Respectful of the older traveler.
Gentle with the cautious.
Useful to the person who needs another way in.
That is not lowering the Road.
That is strengthening it.
Accessibility is not a side path.
Accessibility is whether the bridge reaches the ground.
And in the AI age, we may have fewer excuses than ever.
If AI can help write captions, we should think more seriously about captions.
If AI can help generate image descriptions, we should think more seriously about image descriptions.
If AI can help simplify a difficult explanation, we should think more seriously about clarity.
If AI can help translate, adapt, organize, and reformat information, we should think more seriously about who has been left outside our usual formats.
The point is not to make everything perfect.
The point is to stop treating inclusion as decoration.
A road that only works for some travelers is not yet finished.
This lesson is not only about disability.
It is about belonging.
It is about whether our tools, communities, and creative work make room for real people instead of imaginary ideal users.
It is about whether the future becomes a club for the already fluent, the already fast, the already equipped, and the already confident.
Or whether it becomes a Road wide enough for more kinds of travelers.

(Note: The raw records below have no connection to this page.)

PR #7322, opened 2024-02-08
Improve daemon startup times

arlyon:
### Description

This is a PR for speeding up the daemon startup and setting up good practices for differentiating between data and service dependencies. To clarify the difference, file watching _service_ should start up immediately in an unavailable state, while things that need it can immediately take dependencies on its 'potentially-available' data. This also has a side-effect of fixing up our package discovery watcher as it makes the data flow a lot cleaner and ensures that the daemon can report data is unavailable when it is recalculating (using [`FutureExt::now_or_never`](https://docs.rs/futures/latest/futures/future/trait.FutureExt.html#method.now_or_never)) as well as cascading unavailable when parts of the system are no longer up to date. If a dependency wishes to wait for the data, then it can do so by simply awaiting the future. Great we've reimplemented async salsa by hand... though our data-dependency-graph will probably not really ever be so large that it outgrows this DIY solution.

The part that specifically handles package discovery availability is demonstrated here:

https://github.com/vercel/turbo/blob/048d5f5ef313a705b22a37e3e83ff30952569faf/crates/turborepo-filewatch/src/package_watcher.rs#L589-L593

Downstream dependencies who attempt a 'now or never' request on the data will receive an empty value, which translates to package discovery being unavailable

https://github.com/vercel/turbo/blob/048d5f5ef313a705b22a37e3e83ff30952569faf/crates/turborepo-filewatch/src/package_watcher.rs#L43-L63

This mechanism also powers package hash discovery, which depends on multiple components all being active to produce accurate answers.

### Testing Instructions

Existing tests should suffice

Closes TURBO-2296

### DIFF
--- a/crates/turborepo-filewatch/src/cookies.rs
+++ b/crates/turborepo-filewatch/src/cookies.rs
@@ -34,7 +34,8 @@ pub enum CookieError {
 pub struct CookieWriter {
     root: AbsoluteSystemPathBuf,
     timeout: Duration,
-    cookie_request_tx: OptionalWatch<mpsc::Sender<oneshot::Sender<Result<usize, CookieError>>>>,
+    cookie_request_sender_lazy:
+        OptionalWatch<mpsc::Sender<oneshot::Sender<Result<usize, CookieError>>>>,
     // _exit_ch exists to trigger a close on the receiver when all instances
     // of this struct are dropped. The task that is receiving events will exit,
     // dropping the other sender for the broadcast channel, causing all receivers
@@ -147,7 +148,7 @@ impl CookieWriter {
         timeout: Duration,
         mut recv: OptionalWatch<broadcast::Receiver<Result<notify::Event, NotifyError>>>,
     ) -> Self {
-        let (cookie_request_sender_tx, cookie_request_sender_rx) = OptionalWatch::new();
+        let (cookie_request_sender_tx, cookie_request_sender_lazy) = OptionalWatch::new();
         let (exit_ch, exit_signal) = mpsc::channel(16);
         tokio::spawn({
             let root = root.to_owned();
@@ -175,7 +176,7 @@ impl CookieWriter {
         Self {
             root: root.to_owned(),
             timeout,
-            cookie_request_tx: cookie_request_sender_rx,
+            cookie_request_sender_lazy,
             _exit_ch: exit_ch,
         }
     }
@@ -194,7 +195,7 @@ impl CookieWriter {
 
     async fn cookie_request_inner<T>(&self, request: T) -> Result<CookiedRequest<T>, CookieError> {
         let (resp_tx, resp_rx) = oneshot::channel();
-        let mut cookie_request_tx = self.cookie_request_tx.clone();
+        let mut cookie_request_tx = self.cookie_request_sender_lazy.clone();
         let Ok(cookie_request_tx) = cookie_request_tx.get().await.map(|s| s.to_owned()) else {
             // the cookie queue is not ready and will never be ready
             return Err(CookieError::Unavailable);
--- a/crates/turborepo-filewatch/src/cookies.rs
+++ b/crates/turborepo-filewatch/src/cookies.rs
@@ -189,17 +189,18 @@ impl CookieWriter {
         request: T,
     ) -> Result<CookiedRequest<T>, CookieError> {
         // we need to write the cookie from a single task so as to serialize them
-        let (resp_tx, resp_rx) = oneshot::channel();
+        tokio::time::timeout(self.timeout, self.cookie_request_inner(request)).await?
+    }
 
-        // make sure the cookie writer is ready
+    async fn cookie_request_inner<T>(&self, request: T) -> Result<CookiedRequest<T>, CookieError> {
+        let (resp_tx, resp_rx) = oneshot::channel();
         let mut cookie_request_tx = self.cookie_request_tx.clone();
         let Ok(cookie_request_tx) = cookie_request_tx.get().await.map(|s| s.to_owned()) else {
             // the cookie queue is not ready and will never be ready
             return Err(CookieError::Unavailable);
         };
-
         cookie_request_tx.send(resp_tx).await?;
-        let serial = tokio::time::timeout(self.timeout, resp_rx).await???;
+        let serial = resp_rx.await??;
         Ok(CookiedRequest { request, serial })
     }
 }
--- a/crates/turborepo-filewatch/src/cookies.rs
+++ b/crates/turborepo-filewatch/src/cookies.rs
@@ -3,11 +3,13 @@ use std::{collections::BinaryHeap, fs::OpenOptions, time::Duration};
 use notify::EventKind;
 use thiserror::Error;
 use tokio::{
-    sync::{mpsc, oneshot},
+    sync::{broadcast, mpsc, oneshot},
     time::error::Elapsed,
 };
 use tracing::trace;
 use turbopath::{AbsoluteSystemPath, AbsoluteSystemPathBuf, PathRelation};
+
+use crate::{NotifyError, OptionalWatch};
 
 #[derive(Debug, Error)]
 pub enum CookieError {
@@ -22,6 +24,8 @@ pub enum CookieError {
         io_err: std::io::Error,
         path: AbsoluteSystemPathBuf,
     },
+    #[error("cookie queue is not available")]
+    Unavailable,
 }
 
 /// CookieWriter is responsible for assigning filesystem cookies to a request
@@ -30,7 +34,7 @@ pub enum CookieError {
 pub struct CookieWriter {
     root: AbsoluteSystemPathBuf,
     timeout: Duration,
-    cookie_request_tx: mpsc::Sender<oneshot::Sender<Result<usize, CookieError>>>,
+    cookie_request_tx: OptionalWatch<mpsc::Sender<oneshot::Sender<Result<usize, CookieError>>>>,
     // _exit_ch exists to trigger a close on the receiver when all instances
     // of this struct are dropped. The task that is receiving events will exit,
     // dropping the other sender for the broadcast channel, causing all receivers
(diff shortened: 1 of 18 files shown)


crates/turborepo-filewatch/src/optional_watch.rs
```diff
@@ -0,0 +1,68 @@
...
+        OptionalWatch(rx)
+    }
+
+    /// Wait for the value to be available and then return it.
+    ///
+    /// If you receive a `RecvError`, the sender has been dropped, meaning you
+    /// will not receive any more updates. For efficiencies sake, you should
+    /// exit the task and drop any senders to other dependencies so that the
+    /// exit can propagate up the chain.
+    pub async fn get(&mut self) -> Result<SomeRef<'_, T>, RecvError> {
```
NicholasLYang, line 36: I'm a little confused by `SomeRef`. Could we unwrap here and return `&'a T`? Since we can turn `Ref<'a, Option<T>>` into a `&'a Option<T>` and then into `Option<&'a T>` which we unwrap. Also it might be worth noting that any ref here blocks the producer

NicholasLYang (changes requested):
Overall looks quite good. I am a little concerned about the potential for deadlocking with the use of `OptionalWatch`. Are we ever holding a `Ref` across an `await`?

arlyon:
Tokio [requires all futures to be Send](https://tokio.rs/tokio/tutorial/spawning#send-bound) meaning that we the compiler ensures that a `Ref` is never held across an await.

crates/turborepo-filewatch/src/optional_watch.rs
arlyon: I had a look here and as I understand it, a Ref is needed as it unlocks the watcher when it is dropped, similar to a MutexGuard. We could try to use `as_ref().unwrap()` but the lifetime of `&T` is tied to the `Ref` inside the function, not to the function itself.

crates/turborepo-filewatch/src/cookies.rs
```diff
@@ -164,7 +190,15 @@ impl CookieWriter {
     ) -> Result<CookiedRequest<T>, CookieError> {
         // we need to write the cookie from a single task so as to serialize them
         let (resp_tx, resp_rx) = oneshot::channel();
-        self.cookie_request_tx.clone().send(resp_tx).await?;
+
+        // make sure the cookie writer is ready
+        let mut cookie_request_tx = self.cookie_request_tx.clone();
+        let Ok(cookie_request_tx) = cookie_request_tx.get().await.map(|s| s.to_owned()) else {
```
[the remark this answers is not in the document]
arlyon: Even though SomeRef implements Deref it is not a borrow in of itself so I don't think `cloned` will work.

crates/turborepo-filewatch/src/lib.rs
```diff
@@ -89,53 +92,96 @@ pub struct FileSystemWatcher {
...
+                    warn!("failed to wait for initial filesystem cookie: {}", e);
+                    return;
+                }
+                debug!("filewatching ready");
+
+                let (sender, receiver) = broadcast::channel(1024);
+
+                // if either of these things fail, it means that events that we either won't
+                // receive events or don't have any downstream listeners. In either case, we
+                // should probably not run the watcher
```
gsoltis, line 152: The comment implies we should care about the errors, but we're ignoring them. Also, I think we still want filewatching even if we don't yet have any downstream consumers.

crates/turborepo-filewatch/src/lib.rs
```diff
@@ -89,53 +92,96 @@ pub struct FileSystemWatcher {
...
+        if root.relation_to_path(&cookie_dir) != PathRelation::Parent {
             return Err(WatchError::Setup(format!(
                 "Invalid cookie directory: {} does not contain {}",
                 root, cookie_dir
             )));
         }
-        setup_cookie_dir(cookie_dir)?;
-        let (sender, _) = broadcast::channel(1024);
+
+        let (sender_tx, sender_rx) = OptionalWatch::new();
```
gsoltis, line 115: Why is this an `OptionalWatch`? It looks like we set it then immediately await it. Do we ever unset it? Change it?

gsoltis (changes requested):
Initial Review, primarily on `cookies.rs` and `lib.rs` / file-watching startup. Will continue to review more of the PR, but wanted to make sure these comments get out.

crates/turborepo-filewatch/src/package_watcher.rs
```diff
@@ -57,279 +101,522 @@ impl PackageWatcher {
...
 struct Subscriber<T: PackageDiscovery> {
-    exit_rx: oneshot::Receiver<()>,
-    filter: WorkspaceGlobs,
-    recv: broadcast::Receiver<Result<Event, NotifyError>>,
+    /// we need to hold on to this. dropping it will close the downstream
+    /// data dependencies
+    _recv_tx: Arc<watch::Sender<Option<broadcast::Receiver<Result<Event, NotifyError>>>>>,
+
+    recv: OptionalWatch<broadcast::Receiver<Result<Event, NotifyError>>>,
+    backup_discovery: Arc<AsyncMutex<T>>,
```
gsoltis, line 160: Is this mutable? Why does it need a lock?

gsoltis (changes requested):
A few more comments. Going to wait on reviewing `package_watcher.rs` more thoroughly since I don't think this PR re-enables its use.

crates/turborepo-filewatch/src/globwatcher.rs
```diff
@@ -160,16 +160,24 @@ struct GlobTracker {
...
+        mut recv: OptionalWatch<broadcast::Receiver<Result<Event, NotifyError>>>,
     ) -> Self {
         let (exit_ch, exit_signal) = tokio::sync::oneshot::channel();
         let (query_ch, query_recv) = mpsc::channel(256);
         let cookie_root = cookie_jar.root().to_owned();
-        tokio::task::spawn(
-            GlobTracker::new(root.to_owned(), cookie_root, exit_signal, recv, query_recv).watch(),
-        );
+        tokio::task::spawn(async move {
+            let Ok(recv) = recv.get().await.map(|r| r.resubscribe()) else {
```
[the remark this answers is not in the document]
arlyon: The query channel will also be behind a watch.

crates/turborepo-filewatch/src/lib.rs
arlyon: probably a case of YAGNI, removing

crates/turborepo-filewatch/src/lib.rs
arlyon: Updated with some better explanation

crates/turborepo-filewatch/src/package_watcher.rs
arlyon: fixed

NicholasLYang (commented):
I feel like we need some naming conventions around these types. Like types wrapped `OptionalWatch` could be suffixed with `_lazy` or something similar. And maybe it'd make sense to diagram or explain somewhere which values the different structs take in and which they sent out.

crates/turborepo-lib/src/daemon/server.rs
```diff
@@ -293,31 +279,77 @@ where
         trace!("root watching exited");
         // Clean up the filewatching handle in the event that we never even got
         // started with filewatching. Again, we don't care about the error here.
-        let _ = fw_handle.await;
+        // let _ = fw_handle.await;
```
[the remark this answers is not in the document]
arlyon: Nope, not needed, TY

crates/turborepo-filewatch/src/package_watcher.rs
```diff
@@ -57,279 +101,518 @@ impl PackageWatcher {
...
+        // pass it down stream after the initial discovery, otherwise our package
+        // discovery watcher will consume events before we have our initial state
+        let (recv_tx, recv_rx) = OptionalWatch::new();
+        let recv_tx = Arc::new(recv_tx);
+
+        let backup_discovery = Arc::new(backup_discovery);
+
+        let package_json_path = repo_root.join_component("package.json");
+
+        let _task = tokio::spawn({
```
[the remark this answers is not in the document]
arlyon: I think it is a nice to colocate. I have experimented with both, so I don't really have a strong opinion on which one we go with. Happy to have that be a design decision in the docs we are putting together.

crates/turborepo-filewatch/src/lib.rs
```diff
@@ -89,53 +92,90 @@ pub struct FileSystemWatcher {
...
+    /// A convenience method around the sender watcher that waits for file
+    /// watching to be ready and then returns a handle to the file stream.
+    pub async fn subscribe(
+        &self,
+    ) -> Result<broadcast::Receiver<Result<Event, NotifyError>>, RecvError> {
+        let mut receiver = self.receiver.clone();
+        receiver.get().await.map(|r| r.resubscribe())
+    }
+
+    pub fn watch(&self) -> OptionalWatch<broadcast::Receiver<Result<Event, NotifyError>>> {
```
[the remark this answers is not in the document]
arlyon: Yep, some tests + here to thread the events into the downstream services. https://github.com/vercel/turbo/blob/1c92e7a60cc878b894db023022d7a681580584f5/crates/turborepo-lib/src/daemon/server.rs#L111

crates/turborepo-filewatch/src/lib.rs
```diff
@@ -89,53 +92,90 @@ pub struct FileSystemWatcher {
...
+        if root.relation_to_path(&cookie_dir) != PathRelation::Parent {
             return Err(WatchError::Setup(format!(
                 "Invalid cookie directory: {} does not contain {}",
                 root, cookie_dir
             )));
         }
-        setup_cookie_dir(cookie_dir)?;
-        let (sender, _) = broadcast::channel(1024);
+
+        let (receiver_tx, receiver_rx) = OptionalWatch::new();
```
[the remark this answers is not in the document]
arlyon: Good point, resolved.

arlyon:
Ok, changed convention from _rx and _tx to _lazy and _tx

crates/turborepo-lib/src/daemon/server.rs
```diff
@@ -283,33 +266,75 @@ where
...
+        let package_discovery = Arc::new(WatchingPackageDiscovery::new(
+            file_watching.package_watcher.clone(),
+        ));
+
+        // exit_root_watch delivers a signal to the root watch loop to exit.
+        // In the event that the server shuts down via some other mechanism, this
+        // cleans up root watching task.
+        let (exit_root_watch, root_watch_exit_signal) = oneshot::channel();
+        let watch_root_handle = tokio::task::spawn(watch_root(
+            file_watching.clone(),
```
gsoltis, line 308: Not sure if it matters too much for this particular service, but shouldn't `watch_root` subscribe to the OptionalWatch for filewatching like the other services? If not, we should at least leave a comment as to why this one is different

arlyon: You can only get a stream of events from the `FileSystemWatcher` using 

https://github.com/vercel/turbo/blob/0f78ba6e7f8d29f156792f14db1c2007f3dbcfba/crates/turborepo-filewatch/src/lib.rs#L168-L175

which goes through the optional watch.

crates/turborepo-lib/src/daemon/server.rs
```diff
@@ -293,31 +279,77 @@ where
...
+        package_discovery_backup: PD,
+        repo_root: AbsoluteSystemPathBuf,
+        trigger_shutdown: mpsc::Sender<()>,
+        log_file: AbsoluteSystemPathBuf,
+    ) -> (
+        Self,
+        oneshot::Sender<()>,
+        JoinHandle<Result<(), WatchError>>,
+    ) {
+        let file_watching = FileWatching::new(repo_root.clone(), package_discovery_backup).unwrap();
```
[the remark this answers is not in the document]
arlyon: Good point. Really, everything can move out (package discovery watcher, and file watcher) when the time comes. Since we are creating the package discovery in here also I think it makes sense but it makes sense to move it out if/when we decide to provide alternative APIs

crates/turborepo-lib/src/daemon/server.rs
arlyon: Open to passing the underlying OptionalWatch to the services rather than just passing in FileWatching directly to make the data dependencies more clear

gsoltis (approved):
Alright, let's merge this and continue on, once @NicholasLYang approves too.

NicholasLYang (approved):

That feels especially clear on a day when Spokane is alive with Hoopfest.
A city filled with people gathering around play, teams, movement, streets, crowds, noise, effort, competition, laughter, frustration, and community.
A basketball hoop in the street is a simple thing.
But gather enough people around it, and it becomes something larger.
A place to meet.
A place to try.
A place to cheer.
A place where skill matters, but so does showing up.
A place where the street itself changes purpose for a while.
That is what community can do.
It can turn ordinary ground into a gathering place.
The Yellow Brick Road to AI should learn from that.
The Road is not meant to be a lonely strip of polished bricks stretching through a silent landscape.
It is meant to gather travelers.
Curious people.
Cautious people.
Late bloomers.
Creators.
Skeptics.
Dreamers.
People who are excited.
People who are overwhelmed.
People who have been told the future belongs to someone else.
People who need one clear explanation.
One useful tool.
One honest warning.
One accessible doorway.
One reason to believe they can still begin.
That is why the Road must remain human.
AI can help build pieces of the future.
But humans decide whether the future has room for one another.
Humans decide whether tools serve dignity or merely efficiency.
Humans decide whether communication becomes wider or colder.
Humans decide whether “welcome” is a word on a sign or a structure someone can actually use.
So today’s Road reminder is simple:
Make the Road joinable.
Not only beautiful.
Not only fast.
Not only impressive.
Joinable.
Give people another way in.
Explain the sign.
Light the step.
Describe the picture.
Caption the voice.
Simplify the tangled part.
Ask who is missing.
Listen when someone says the bridge does not reach them.
And then build better.
The AI age will give us astonishing tools.
But astonishment is not enough.
The future worth walking toward will need access.
Dignity.
Patience.
Community.
And the willingness to design for more than the easiest traveler.
Because the Road is better when everyone can join.
YBR 🟨🕯️💚
Road Question:
Where could you make one part of your work, message, tool, or community easier for someone else to enter?